5. Retire the identity store → real per-user login

Remove accounts.ts (the IdentityStore that persists the identity id in localStorage) and the app-level "Connexion" screen. The technical broker gate becomes the real per-user login (see decisions/shared-wallet-login-flow.md). The flow shape ("broker redirect → app") does not change.

6. Drop the isolation scaffold

isolation.ts (application-visibility scaffold) disappears against a different piece of infra than the caps: real per-account wallets, and the relationship concept the consumer application owns.

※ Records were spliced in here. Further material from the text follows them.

PR #451, opened 2024-12-03
fix: backport discrepancy fix on bridge messages

hadjiszs:
# Description

the witness generation was creating the balance proof against the token info contained in the bridge messages (which is wrong), as opposed to within the PP where L1 ETH was properly considered for all bridge messages.

## PR Checklist:


iljakuklic (approved):
Makes me wonder if `BridgeExit` should be an enum with `Message` and `Transfer` arms, each containing only the relevant fields for given case. Would make these sort of issues less likely imho.

hadjiszs:
> Makes me wonder if `BridgeExit` should be an enum with `Message` and `Transfer` arms, each containing only the relevant fields for given case. Would make these sort of issues less likely imho.

propagated to #454 for a new rc given that this PR is associated to rc18 which is already under testing

PR #1041, opened 2025-09-16
fix: use `DB::default_write_options` consistently

iljakuklic:
* The options were not previously passed to the batch write method.
* Also a small refactor to get the column family easier.
* Fixes agglayer/security#104.


atanmarko (approved):
LGTM

Ekleog-Polygon (approved):

PR #1047, opened 2025-09-19
refactor: use vkey hashing utilities from agglayer-primitives

polykeith:
Replace the ad-hoc implementation of the vkey hashing operations and utilities with the one located in agglayer-primitives.

Fixies agglayer/interop#101

### DIFF
--- a/crates/agglayer-aggregator-notifier/src/certifier/l1_context.rs
+++ b/crates/agglayer-aggregator-notifier/src/certifier/l1_context.rs
@@ -110,12 +110,14 @@ where
             .context("Failed to hash SP1 vkey")
             .map_err(CertificationError::Other)?;
 
-        let proof_vk_hash = agglayer_contracts::aggchain::AggchainVkeyHash::new(vkey_hash_bytes);
+        let vkey_digest = Digest::from(vkey_hash_bytes);
+
+        let proof_vk_hash = agglayer_contracts::aggchain::VKeyHash::from(vkey_digest);
 
         if aggchain_vkey != proof_vk_hash {
             return Err(CertificationError::AggchainProofVkeyMismatch {
-                expected: aggchain_vkey.to_hex(),
-                actual: proof_vk_hash.to_hex(),
+                expected: aggchain_vkey.to_bytes().to_string(),
+                actual: proof_vk_hash.to_bytes().to_string(),
             });
         }
 
--- a/crates/agglayer-contracts/src/aggchain.rs
+++ b/crates/agglayer-contracts/src/aggchain.rs
@@ -1,21 +1,10 @@
+pub use agglayer_primitives::vkey_hash::VKeyHash;
+
 use agglayer_primitives::{Address, U256};
 use alloy::primitives::Bytes;
 use tracing::error;
 
 use crate::{contracts::AggchainBase, L1RpcClient, L1RpcError};
-
-#[derive(PartialEq, Eq)]
-pub struct AggchainVkeyHash([u8; 32]);
-
-impl AggchainVkeyHash {
-    pub fn new(vkey: [u8; 32]) -> Self {
-        Self(vkey)
-    }
-
-    pub fn to_hex(&self) -> String {
-        hex::encode(self.0)
-    }
-}
 
 #[async_trait::async_trait]
 pub trait AggchainContract {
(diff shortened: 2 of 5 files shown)


atanmarko (dismissed):

crates/agglayer-aggregator-notifier/src/certifier/l1_context.rs
```diff
@@ -110,12 +110,14 @@ where
...
+        let vkey_digest = Digest::from(vkey_hash_bytes);
+
+        let proof_vk_hash = agglayer_contracts::aggchain::VKeyHash::from(vkey_digest);
 
         if aggchain_vkey != proof_vk_hash {
             return Err(CertificationError::AggchainProofVkeyMismatch {
-                expected: aggchain_vkey.to_hex(),
-                actual: proof_vk_hash.to_hex(),
+                expected: aggchain_vkey.to_bytes().to_string(),
+                actual: proof_vk_hash.to_bytes().to_string(),
```
iljakuklic, line 120: Note: maybe `LowerHex` and `UpperHex` impls could be added to `VKeyHash`.

crates/agglayer-contracts/src/aggchain.rs
```diff
@@ -55,7 +43,7 @@ where
             .getAggchainVKey(alloy::primitives::FixedBytes(aggchain_selector))
             .call()
             .await
-            .map(|arg0| AggchainVkeyHash::new(arg0.0))
+            .map(|arg0| VKeyHash::from(arg0))
```
iljakuklic: Clippy suggests:
```suggestion
            .map(VKeyHash::from)
```

crates/agglayer-aggregator-notifier/src/certifier/l1_context.rs
```diff
@@ -110,12 +110,14 @@ where
...
-        let proof_vk_hash = agglayer_contracts::aggchain::AggchainVkeyHash::new(vkey_hash_bytes);
+        let vkey_digest = Digest::from(vkey_hash_bytes);
+
+        let proof_vk_hash = agglayer_contracts::aggchain::VKeyHash::from(vkey_digest);
 
         if aggchain_vkey != proof_vk_hash {
             return Err(CertificationError::AggchainProofVkeyMismatch {
-                expected: aggchain_vkey.to_hex(),
-                actual: proof_vk_hash.to_hex(),
+                expected: aggchain_vkey.to_bytes().to_string(),
```
iljakuklic, line 119: I am not sure if this is exactly the same with respect to lowercase vs uppercase hex and the presence of the `0x` prefix. Hopefully it does not matter much since it is just a string inside of an error.

iljakuklic (approved):

crates/agglayer-aggregator-notifier/src/certifier/l1_context.rs
polykeith: I did research on the `Display` implementation on the `B256` type (alias for FixedBytes<32>), and it looks like this:

```rust
impl<const N: usize> fmt::Display for FixedBytes<N> {
    fn fmt(&self, f: &mut fmt::Formatter<'_>) -> fmt::Result {
        // If the alternate flag is NOT set, we write the full hex.
        if N <= 4 || !f.alternate() {
            return self.fmt_hex::<false>(f, true);
        }

        // If the alternate flag is set, we use middle-out compression.
        const SEP_LEN: usize = '…'.len_utf8();
        let mut buf = [0; 2 + 4 + SEP_LEN + 4];
        buf[0] = b'0';
        buf[1] = b'x';
        hex::encode_to_slice(&self.0[0..2], &mut buf[2..6]).unwrap();
        '…'.encode_utf8(&mut buf[6..]);
        hex::encode_to_slice(&self.0[N - 2..N], &mut buf[6 + SEP_LEN..]).unwrap();

        // SAFETY: always valid UTF-8
        f.write_str(unsafe { str::from_utf8_unchecked(&buf) })
    }
}
```

Internally it still uses `hex` to encode the bytes, so I think we're fine here.

crates/agglayer-aggregator-notifier/src/certifier/l1_context.rs
polykeith: Can do in a later release of `agglayer-primitives`.

Ekleog-Polygon (approved):

atanmarko (approved):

Distinct axis from ReadCaps — remove independently.

7. Remove the build alias — the client becomes the real SDK

The consumer application imports @ng-org/web / @ng-org/orm resolved to this lib via a build alias during the polyfill period. Removing the alias makes those imports resolve to the real SDK — the ng/useShape/inbox surface is SDK-identical, so no consumer code changes. The one non-SDK call — configure(...) / @ng-eventually/client/polyfill — is deleted. The lib itself disappears.

What does not change

The consumer application's code. Shapes, screens, the acts of granting access, entity→scope mapping, the relationship graph — all injected, all untouched. Migration is entirely inside this library plus removing the alias + the bootstrap call. That asymmetry — a mature SDK face outward, all compensation inward — is the library's reason to exist.